* **About this exercise**: One line at a time, check the entries below for the word "sure", and copy each line that has it.

Collected data entries
•••••
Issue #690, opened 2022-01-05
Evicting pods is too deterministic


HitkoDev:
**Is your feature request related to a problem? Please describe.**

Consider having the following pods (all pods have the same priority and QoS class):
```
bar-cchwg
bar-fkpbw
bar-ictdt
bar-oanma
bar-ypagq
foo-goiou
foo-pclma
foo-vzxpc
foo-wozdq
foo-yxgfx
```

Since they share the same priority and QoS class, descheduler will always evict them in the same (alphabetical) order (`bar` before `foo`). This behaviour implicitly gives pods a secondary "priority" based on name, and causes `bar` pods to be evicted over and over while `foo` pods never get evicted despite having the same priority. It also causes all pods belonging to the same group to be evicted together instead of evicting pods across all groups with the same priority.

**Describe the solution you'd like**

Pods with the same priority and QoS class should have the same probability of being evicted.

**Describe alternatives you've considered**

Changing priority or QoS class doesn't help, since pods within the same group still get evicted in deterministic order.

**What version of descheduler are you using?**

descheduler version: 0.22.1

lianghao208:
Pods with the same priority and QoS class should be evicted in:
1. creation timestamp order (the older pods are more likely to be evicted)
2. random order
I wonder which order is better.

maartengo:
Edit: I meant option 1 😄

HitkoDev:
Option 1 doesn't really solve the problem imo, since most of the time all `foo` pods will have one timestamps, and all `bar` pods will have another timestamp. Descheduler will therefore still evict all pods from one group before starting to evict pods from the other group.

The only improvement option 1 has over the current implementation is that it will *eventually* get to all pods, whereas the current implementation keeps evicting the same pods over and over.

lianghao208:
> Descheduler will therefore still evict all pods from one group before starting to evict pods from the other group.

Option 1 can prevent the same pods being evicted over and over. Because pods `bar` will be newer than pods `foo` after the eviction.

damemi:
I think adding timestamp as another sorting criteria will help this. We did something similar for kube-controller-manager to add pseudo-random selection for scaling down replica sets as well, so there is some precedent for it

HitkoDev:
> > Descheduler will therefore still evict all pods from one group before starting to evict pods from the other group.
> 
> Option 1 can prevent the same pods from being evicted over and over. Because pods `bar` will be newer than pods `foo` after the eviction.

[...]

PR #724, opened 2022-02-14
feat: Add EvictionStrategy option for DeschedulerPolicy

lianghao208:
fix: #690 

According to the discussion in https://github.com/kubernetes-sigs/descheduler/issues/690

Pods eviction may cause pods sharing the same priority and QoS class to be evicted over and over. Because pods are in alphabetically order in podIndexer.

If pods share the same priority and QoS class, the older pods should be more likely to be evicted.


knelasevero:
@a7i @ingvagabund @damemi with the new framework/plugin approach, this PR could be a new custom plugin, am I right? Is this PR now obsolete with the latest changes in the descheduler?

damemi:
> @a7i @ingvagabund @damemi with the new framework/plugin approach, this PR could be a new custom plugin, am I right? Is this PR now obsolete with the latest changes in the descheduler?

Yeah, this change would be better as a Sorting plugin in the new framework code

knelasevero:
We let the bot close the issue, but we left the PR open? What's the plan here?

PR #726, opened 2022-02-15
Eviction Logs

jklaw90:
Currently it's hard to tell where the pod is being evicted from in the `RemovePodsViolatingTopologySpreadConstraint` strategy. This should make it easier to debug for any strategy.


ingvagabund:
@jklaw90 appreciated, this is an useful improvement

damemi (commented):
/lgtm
•••••
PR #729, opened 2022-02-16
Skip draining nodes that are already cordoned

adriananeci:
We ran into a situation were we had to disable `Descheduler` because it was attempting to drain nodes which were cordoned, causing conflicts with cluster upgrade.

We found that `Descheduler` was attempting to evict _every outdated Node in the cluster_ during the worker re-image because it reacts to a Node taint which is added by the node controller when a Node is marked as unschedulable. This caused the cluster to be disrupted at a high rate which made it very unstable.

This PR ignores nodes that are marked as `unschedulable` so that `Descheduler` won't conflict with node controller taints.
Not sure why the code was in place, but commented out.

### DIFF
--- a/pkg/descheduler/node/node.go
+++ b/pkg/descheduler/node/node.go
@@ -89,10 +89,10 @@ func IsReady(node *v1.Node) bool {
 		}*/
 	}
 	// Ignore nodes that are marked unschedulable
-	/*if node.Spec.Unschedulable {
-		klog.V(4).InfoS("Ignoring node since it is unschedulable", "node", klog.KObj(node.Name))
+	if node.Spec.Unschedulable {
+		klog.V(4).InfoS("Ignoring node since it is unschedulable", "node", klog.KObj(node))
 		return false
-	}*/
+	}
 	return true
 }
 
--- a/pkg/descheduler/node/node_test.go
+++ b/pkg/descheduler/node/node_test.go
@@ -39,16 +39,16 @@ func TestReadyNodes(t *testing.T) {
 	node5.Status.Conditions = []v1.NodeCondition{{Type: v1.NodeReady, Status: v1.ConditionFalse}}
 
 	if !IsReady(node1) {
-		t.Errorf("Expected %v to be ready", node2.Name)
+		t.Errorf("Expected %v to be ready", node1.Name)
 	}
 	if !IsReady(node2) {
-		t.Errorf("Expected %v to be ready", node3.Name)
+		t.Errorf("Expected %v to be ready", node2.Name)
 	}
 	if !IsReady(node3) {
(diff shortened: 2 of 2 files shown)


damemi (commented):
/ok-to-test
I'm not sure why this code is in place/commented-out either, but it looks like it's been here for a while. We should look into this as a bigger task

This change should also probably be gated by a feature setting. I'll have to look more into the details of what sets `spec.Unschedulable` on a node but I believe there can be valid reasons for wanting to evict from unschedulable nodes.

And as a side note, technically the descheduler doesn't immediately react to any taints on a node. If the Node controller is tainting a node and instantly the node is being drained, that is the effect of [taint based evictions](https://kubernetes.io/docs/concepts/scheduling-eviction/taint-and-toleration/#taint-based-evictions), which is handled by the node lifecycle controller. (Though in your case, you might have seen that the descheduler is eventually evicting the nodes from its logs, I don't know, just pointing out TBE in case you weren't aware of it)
•••••
* **Result for this exercise**:
Not sure why the code was in place, but commented out.
I'm not sure why this code is in place/commented-out either, but it looks like it's been here for a while. We should look into this as a bigger task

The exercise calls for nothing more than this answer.